-
1. Re: App unable to see new messages on one of the clustered HornetQ servers, even though msgs are being added...journal files increasing.
jbertram Sep 16, 2014 3:14 PM (in response to dr1985)That problem doesn't ring any bells. I take it this is not something you can reproduce reliably.
You might consider moving to a later release.
-
2. Re: App unable to see new messages on one of the clustered HornetQ servers, even though msgs are being added...journal files increasing.
dr1985 Sep 17, 2014 12:42 PM (in response to jbertram)Thanks for the response. We've got HornetQ 2.4 on our sandbox servers with plans to move forward with it.
As for the problem, more information has come to light which I think might explain why messages were journaled, but the QDepth Counters were never incremented.
Obviously I don't know the internals of HornetQ, so I may totally off base.
anyway...
This problem actually spanned multiple (5) days!
Again we run with 2 clustered HornetQ servers (HQ1 and HQ2).
1. It looks like our problem started with a network issue last Thursday....and:
the Bridge from HQ1 to HQ2 appears to have reconnected once the network was working again, but...
the Bridge from HQ2 to HQ doesn't appear to have reconnected.
HQ1 log messages:
HQ212037: Connection failure has been detected: HQ119014: Did not receive data from....The connection will now be closed. [code=CONNECTION_TIMEDOUT]
HQ222061: Client connection failed, clearing up resources for session 4faff486-32b8-11e4-be70-4525a9df527d
HQ222107: Cleared up resources for session 4faff486-32b8-11e4-be70-4525a9df527d
HQ221027: Bridge ClusterConnectionBridge@729021a5......is connected
HQ2 log messages:
HQ212037: Connection failure has been detected: HQ119011: Did not receive data from server...
HQ222095: Connection failed with failedOver=false: HornetQException[errorType=CONNECTION_TIMEDOUT message=HQ119011: ...from HQ1
HQ212037: Connection failure has been detected: ....The connection will now be closed
The HQ2 log doesn't have the "HQ221027....is connected" message in the log.
2. Now for the app that reported the problem...it had 2 consumers on HQ1, and no consumers running on HQ2.
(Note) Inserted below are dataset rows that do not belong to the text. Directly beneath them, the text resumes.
PR #885, opened 2026-09-18
feat(imex): stage userspace through the node agent

### LINKED ISSUE #821: Unify Mokka OCI images
There are two Mokka images right now:

- https://github.com/NVIDIA/k8s-test-infra/blob/main/deployments/nvml-mock/Dockerfile
- https://github.com/NVIDIA/k8s-test-infra/blob/main/deployments/nvml-mock/Dockerfile.compute-domain-daemon

There should be no reason for Dockerfile.compute-domain-daemon to exist. Mokka should provide a unified image that includes all capabilities that you can potentially enable in Mokka, so it's easy to use and spin up without thinking which docker image should I use in this case.

olegleyz:
## What This PR Does

- extends the node-agent staging model to install pinned, checksum-verified IMEX userspace in the host-mounted mock driver tree
- runs the upstream DRA v0.5.0 image unchanged; its CDI edits supply the driver footprint, while NRI adds only the real IMEX executable and mock topology they do not provide
- downloads the architecture-specific archive at runtime and caches it on the node, keeping those files out of Mokka's published image
- removes both ComputeDomain-specific Dockerfiles and uses the standard Mokka image for regular and ComputeDomain installations
- adds peer join/loss coverage and an upstream DRA readiness, minimal-injection, and restart-recovery CI leg

## Why

ComputeDomain simulation should preserve the same component boundary as a real
cluster. On a real node, IMEX userspace is node software, commonly installed
alongside the NVIDIA GPU driver stack. The DRA `compute-domain-daemon` consumes
that host-provided userspace and starts `nvidia-imex`; it should not require a
specialized daemon image with another copy of IMEX.

Mokka already follows this node-level model for the mock GPU driver: its
privileged node agent materializes a driver tree on a host-mounted path. This PR
stages IMEX in that same tree. The node agent obtains IMEX from the pinned
official archive at runtime instead of embedding it in Mokka's image, and the
small Mokka shim adds `--nogpu` for the simulated node.

The DRA-generated CDI edits already expose the mock driver, IMEX shim and CLI,
domain config, and device nodes to `compute-domain-daemon`. NRI therefore adds
only `/usr/bin/nvidia-imex.real`, the mock topology document, and its environment
pointer. It identifies the target using both the DRA-owned
`resource.nvidia.com/computeDomain` pod label and the
`compute-domain-daemon` container name. A namespace-wide rule would alter
unrelated NVIDIA containers; the resource-claim CDI reference is not visible to
NRI until after `CreateContainer`.

The specialized adjustment requires both node-staged files before admitting
the daemon. If either is missing, only that container creation is rejected and
kubelet retries after the node agent converges. Other workloads retain Mokka's
existing fail-open behavior.

The result is closer to real-cluster startup and recovery: node software lives
in the node driver tree, the upstream DRA image remains unchanged, and Mokka
uses one OCI image instead of separate demo and DRA variants.

The first userspace staging needs access to the pinned archive URL. Subsequent
staging uses the checksum-addressed node cache.

Closes #821

## Review Map

The commits are intentionally separated by concern:

1. final node-agent staging and container-scoped NRI composition
2. removal of specialized images and local/Tilt wiring
3. peer lifecycle and upstream DRA end-to-end coverage
4. user and contributor documentation

## Validation

- `make test`
- `make helm-tests` (199 tests)
- `make docs`
- `go vet ./...`
- `golangci-lint run ./...`
- `make actionlint`
- `make test-nvidia-imex-shim`
- `make test-imex-userspace-download` (amd64 and arm64)
- `go test -tags e2e -run '^$' ./tests/e2e/go/...`
- targeted `imex-lifecycle` E2E: first peer not UP, second peer joins to UP, peer loss detected
- upstream DRA v0.5.0 E2E: 4/4 IMEX daemons ready, only the missing IMEX/topology files injected, and recovery after concurrent Mokka/daemon restart

## Checklist

- [x] Linter passes
- [x] Documentation updated
- [x] CHANGELOG.md updated


internal/nri/inject/computedomain.go
```diff
@@ -0,0 +1,56 @@
...
+		adjustment.Mounts = append(adjustment.Mounts, readOnlyFileMount(source, realIMEXContainerPath))
+	}
+
+	if topologyInjectable(cfg) {
+		adjustment.Mounts = append(adjustment.Mounts,
+			readOnlyFileMount(cfg.TopologyHostPath, cfg.TopologyContainerPath))
+		env := newEnvSet(container.Env)
+		env.setDefault("MOCK_TOPOLOGY_CONFIG", cfg.TopologyContainerPath)
+		adjustment.Env = append(adjustment.Env, env.changed()...)
+	}
```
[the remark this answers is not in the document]
olegleyz: Agreed. The specialized adjustment now requires both the staged real IMEX executable and topology before it returns any OCI edits. If either prerequisite is missing, NRI rejects only the recognized ComputeDomain daemon creation so kubelet retries after the node agent converges; unrelated containers retain fail-open behavior. The unit test covers neither, IMEX-only, and topology-only states, and the local upstream DRA acceptance test still passes 4/4 readiness plus concurrent restart recovery.

deployments/nvml-mock/helm/nvml-mock/values.yaml
```diff
@@ -322,6 +322,15 @@ imex:
...
     capsMajor: 236
+  # Stage the real IMEX userspace in Mokka's node driver tree. The node daemon
+  # resolves the current architecture through a repository lock, downloads the
+  # pinned archive from NVIDIA, verifies its SHA-256 checksum, and keeps a
+  # verified node-local cache for restart recovery. NRI recognizes the upstream
+  # DRA compute-domain-daemon by its pod label and container name and adds only the staged real
+  # executable and mock topology absent from the CDI edits, without changing
+  # its image. Off by default so ordinary Mokka installs perform no download.
+  userspace:
+    enabled: false
```
roma-glushko, line 325: I think it should be on by default at some point. What's the plan to flip it?

internal/agent/imex/imex.go
```diff
@@ -51,16 +94,51 @@ func (s *Simulator) Ready() bool { return s.ready.Load() }
 
 // Stage materializes the IMEX capability surface under host.Root.
 // It is a no-op (but marks ready) when state.IMEX.Enabled is false.
-func (s *Simulator) Stage(_ context.Context, state *agent.State) error {
+func (s *Simulator) Stage(ctx context.Context, state *agent.State) error {
 	s.ready.Store(false)
 	zap.L().Info("staging simulator", zap.String("simulator", name))
+	if !state.IMEX.UserspaceEnabled {
```
roma-glushko: Why that flag is called userspace? You can have kernel space IMEX? I don't think helps to understand that that flag tries to guard.

internal/agent/imex/userspace.go
```diff
@@ -0,0 +1,323 @@
...
+
+type userspaceInstaller struct {
+	root       string
+	shimPath   string
+	arch       string
+	lock       Lock
+	httpClient *http.Client
+}
+
+func (i *userspaceInstaller) stage(ctx context.Context) error {
```
roma-glushko, line 58: How big are IMEX artifacts?

roma-glushko (commented):
Checked very quickly and looks clean to me ✅ 

Thanks for rectifying how we deal with IMEX.

internal/agent/imex/userspace.go
olegleyz: For the pinned 595.91.07 artifacts, each node downloads only its architecture: 7,984,000 bytes (7.61 MiB) on amd64 or 7,367,088 bytes (7.03 MiB) on arm64. The three extracted files total 25.66 MiB on amd64 and 25.13 MiB on arm64. Because the verified compressed archive remains in the node cache, the steady cache-plus-staged footprint is about 33.27 MiB or 32.15 MiB per node, respectively. The archive is downloaded once per node and reused across node-agent restarts.

deployments/nvml-mock/helm/nvml-mock/values.yaml
olegleyz: Agreed. Common AWS accelerated AMIs and GPU Operator-managed driver installations include IMEX in the node driver footprint regardless of whether a ComputeDomain is active. I changed imex.nodeSoftware.enabled to default to true, with false as the explicit opt-out for restricted or no-egress installations.

internal/agent/imex/imex.go
olegleyz: Agreed. userspace described an implementation boundary rather than the behavior being controlled. I renamed the setting to imex.nodeSoftware.enabled, along with the corresponding node-agent signal, to make it clear that it downloads and stages IMEX node software.

deployments/nvml-mock/helm/nvml-mock/values.yaml
olegleyz: Follow-up: after discussing the runtime dependency with Eduardo and Giulio, I switched the default back to `false`. Enabling it globally would make every Mokka installation download IMEX at node-agent startup, including installations that do not use ComputeDomain. The ComputeDomain guide, local profile, and relevant E2E scenarios enable it explicitly. We can reconsider the default if IMEX can be provided without adding that runtime network dependency.

roma-glushko: > I switched the default back to false. Enabling it globally would make every Mokka installation download IMEX at node-agent startup, including installations that do not use ComputeDomain.

@olegleyz I have got the concern here, but I'm still thinking whether this flag is a way to go. Node agent knows already whether we need to mock IB/IMEX based on the provided configuration. So technically we could automatically infer whether to fetch it right now or not. That would be the best middle ground from my side.

>  I changed imex.nodeSoftware.enabled to default to true, with false as the explicit opt-out for restricted or no-egress installations.

Yes, airgapped is an interesting case to support. We want federal clusters to use Mokka, so at this point I'm just generally curious what GPU operator does/expects in airgapped envs. I think in that we can expect IMEX binary to be already downloaded and shared with out somehow e.g. a shared PV.

 In any case, we should split airgapped support into another, separate, focused task.

internal/agent/imex/imex.go
```diff
@@ -36,11 +39,51 @@ type Simulator struct {
...
 
 // New returns an imex Simulator.
-func New(h *host.Host) *Simulator {
-	return &Simulator{host: h, procDevicesPath: "/proc/devices"}
+func New(h *host.Host, options ...Options) *Simulator {
+	opt := Options{
+		Architecture: runtime.GOARCH,
+		ShimPath:     "/usr/local/bin/nvidia-imex-shim",
+		Lock:         mustDefaultLock(),
+		HTTPClient:   &http.Client{Timeout: 5 * time.Minute},
```
roma-glushko, line 59: This timeout is worth externalizing as a env var. Plus, we don't have 5min for sure. K8s would kill/restart it much earlier because of lack of readiness.

internal/agent/imex/userspace.go
roma-glushko: it would probably take much less than a second to pull it in. That's great.

internal/agent/imex/userspace.go
```diff
@@ -0,0 +1,323 @@
...
+}
+
+func (i *userspaceInstaller) downloadArchive(
+	ctx context.Context, artifact Artifact, cacheDir, archive string,
+) (string, error) {
+	downloadURL, err := url.JoinPath(i.lock.BaseURL, artifact.Path)
+	if err != nil {
+		return "", fmt.Errorf("build download URL: %w", err)
+	}
+	req, err := http.NewRequestWithContext(ctx, http.MethodGet, downloadURL, nil)
```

So, based on test observations from when an app has 2 consumers on HQ1, and no consumers on HQ2...AND when the Bridge is working,
messages going to HQ2 would automatically be forwarded from HQ2 to HQ1 (where the consumers are), and the
Message counters for the queue on HQ2 would never be incremented.
3.Basically, I'm thinking:
- HQ1 told HQ2 that HQ1 had consumers on the queue....(the HQ1 to HQ2 bridge is working)
- HQ2 had no consumers on the queue, so it tries to forward the message to HQ1...but since
the HQ2 to HQ1 bridge is down, HQ2 just ends up queuing the message on the Bridge-cluster-connection queue.
I realize this is all just conjecture, but I'm trying to come up with a reasonable explanation for what we saw.
...if the problem were to reoccur, I would definitely check the Bridge-cluster-connection queue counters in the jconsole...that would answer this question for me.
4. Here's the cluster connection definition used by both HQ1 and HQ2. btw, we've had the network drop and re-connect before without any issues:
HQ1 and HQ2 use an identical cluster-connections definitions: hornetq-configuration.xml
<!--##########################################################-->
<!--#################### Cluster Connections #################-->
<!--##########################################################-->
<cluster-connections>
<cluster-connection name="xxxxx.cluster.connection">
<address>jms</address>
<connector-ref>primary-connector</connector-ref>
<retry-interval>10000</retry-interval>
<reconnect-attempts>999</reconnect-attempts>
<use-duplicate-detection>true</use-duplicate-detection>
<forward-when-no-consumers>false</forward-when-no-consumers>
<max-hops>1</max-hops>
<confirmation-window-size>1048576</confirmation-window-size>
<discovery-group-ref discovery-group-name="DiscoveryGroupxxxxxxxxx"/>
</cluster-connection>
</cluster-connections>
...any help is appreciated.
-
3. Re: App unable to see new messages on one of the clustered HornetQ servers, even though msgs are being added...journal files increasing.
jbertram Sep 17, 2014 1:16 PM (in response to dr1985)That seems like a reasonable explanation. A series of thread dumps and an inspection of the store-and-forward queue (as you suggested) would help confirm.